On 28 November 2018, the UK Government published draft secondary legislation changing UK intellectual property law relating to exhaustion of IP rights to deal with Brexit. The aim is to ensure that the doctrine of EEA-wide exhaustion continues to apply in the UK post-Brexit, irrespective of whether there is a deal or a no-deal Brexit.

What is exhaustion?

As summarised in the explanatory memorandum, the exhaustion rule prevents the holder of an intellectual property right from using that right to stop the importation of a product into an EU country where it has been lawfully placed on the market in another country in the European Economic Area (EEA). In other words, an IP holder cannot use its IP rights to prevent parallel import (sometimes called grey imports) of goods from within the EEA. Unless the law is changed, this will not apply after Brexit, because the UK will no longer be part of the EEA. The proposed legislation seeks to change this so that exhaustion still applies to any goods brought into the UK, provided they have been placed on an EEA market with the IP owner’s consent. This will apply irrespective of whether there is a Brexit deal or not, and it is intended that this comes into effect on Brexit-day, if approved by Parliament.

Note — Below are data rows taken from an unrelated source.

PR #64, opened 2024-03-13
Add create folder dialog and attach to button

mccodav1:


fmehdad97 (approved):
A better and more complete implementation than what I had.

PR #71, opened 2024-04-10
Fix Folder model parsing of Backend data

mccodav1:
Because the backend has changed in how it returns folder data (nested Folders) the Folder model needed to be changed to avoid application crashes. 

This branches off of and merges to Fayez's `fmehdad/Sprint6/CreateAndEditPosts` branch.


fmehdad97:
Thanks for the hotfix, I wasn't aware my folder parsing broke

PR #74, opened 2024-04-17
Enable folder traversal

mccodav1:
This enables folder traversal by navigating to a new Dashboard instance for each folder, popping them off the stack as the user goes back. This means that each Dashboard and sub-elements has their own viewmodel with shared data; the data updates as we navigate forwards and backwards as expected.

In other words it keeps the status quo. Or does it?

The draft legislation does not, and cannot, provide that the same will also apply in the EEA. Unless the EU makes analogous changes, an IP owner will (as of Brexit-day) be able to use its EEA IP to stop the importation into the EEA of goods which were placed on the market in the UK. If there is a no-deal Brexit, this could mean that an IP holder could prevent parallel imports of UK goods into the EEA.

What about the regulatory position?

As mentioned in an earlier blog, the MHRA’s guidance on no-deal Brexit follows a similar line, as the MHRA has said it will ensure that parallel imports of goods, including pharmaceuticals, can continue from the EU/EEA.